# brainpy.dyn.base.CondNeuGroup#

class brainpy.dyn.base.CondNeuGroup(size, keep_size=False, C=1.0, A=0.001, V_th=0.0, V_initializer=Uniform(min_val=- 70, max_val=- 60.0, seed=4298694), noise=None, method='exp_auto', name=None, mode=NormalMode, **channels)[source]#

Base class to model conductance-based neuron group.

The standard formulation for a conductance-based model is given as

$C_m {dV \over dt} = \sum_jg_j(E - V) + I_{ext}$

where $$g_j=\bar{g}_{j} M^x N^y$$ is the channel conductance, $$E$$ is the reversal potential, $$M$$ is the activation variable, and $$N$$ is the inactivation variable.

$$M$$ and $$N$$ have the dynamics of

${dx \over dt} = \phi_x {x_\infty (V) - x \over \tau_x(V)}$

where $$x \in [M, N]$$, $$\phi_x$$ is a temperature-dependent factor, $$x_\infty$$ is the steady state, and $$\tau_x$$ is the time constant. Equivalently, the above equation can be written as:

$\frac{d x}{d t}=\phi_{x}\left(\alpha_{x}(1-x)-\beta_{x} x\right)$

where $$\alpha_{x}$$ and $$\beta_{x}$$ are rate constants.

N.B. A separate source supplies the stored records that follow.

PR #173, opened 2019-01-08
 Separate types into multiple files

omus:
Reduces the main "TimeZones.jl" to just the basics.


omus:
Note when I separated the tests I also turned them into testsets.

New in version 2.1.9: Model the conductance-based neuron model.

Parameters
• size (int, sequence of int) – The network size of this neuron group.

• method (str) – The numerical integration method.

• name (optional, str) – The neuron group name.

__init__(size, keep_size=False, C=1.0, A=0.001, V_th=0.0, V_initializer=Uniform(min_val=- 70, max_val=- 60.0, seed=4298694), noise=None, method='exp_auto', name=None, mode=NormalMode, **channels)[source]#

Methods

 __init__(size[, keep_size, C, A, V_th, ...]) clear_input() Useful for monitoring inputs. derivative(V, t) get_batch_shape([batch_size]) get_delay_data(identifier, delay_step, *indices) Get delay data according to the provided delay steps. load_states(filename[, verbose]) Load the model states. nodes([method, level, include_self]) Collect all children nodes. offline_fit(target, fit_record) offline_init() online_fit(target, fit_record) online_init() register_delay(identifier, delay_step, ...) Register delay variable. register_implicit_nodes(*channels, ...) register_implicit_vars(*variables, ...) reset([batch_size]) Reset function which reset the whole variables in the model. reset_local_delays([nodes]) Reset local delay variables. reset_state([batch_size]) Reset function which reset the states in the model. save_states(filename[, variables]) Save the model states. train_vars([method, level, include_self]) The shortcut for retrieving all trainable variables. unique_name([name, type_]) Get the unique name for this object. update(tdi, *args, **kwargs) The function to specify the updating rule. update_local_delays([nodes]) Update local delay variables. vars([method, level, include_self]) Collect all variables in this node and the children nodes.

Attributes

 global_delay_data mode Mode of the model, which is useful to control the multiple behaviors of the model. name Name of the model. varshape The shape of variables in the neuron group.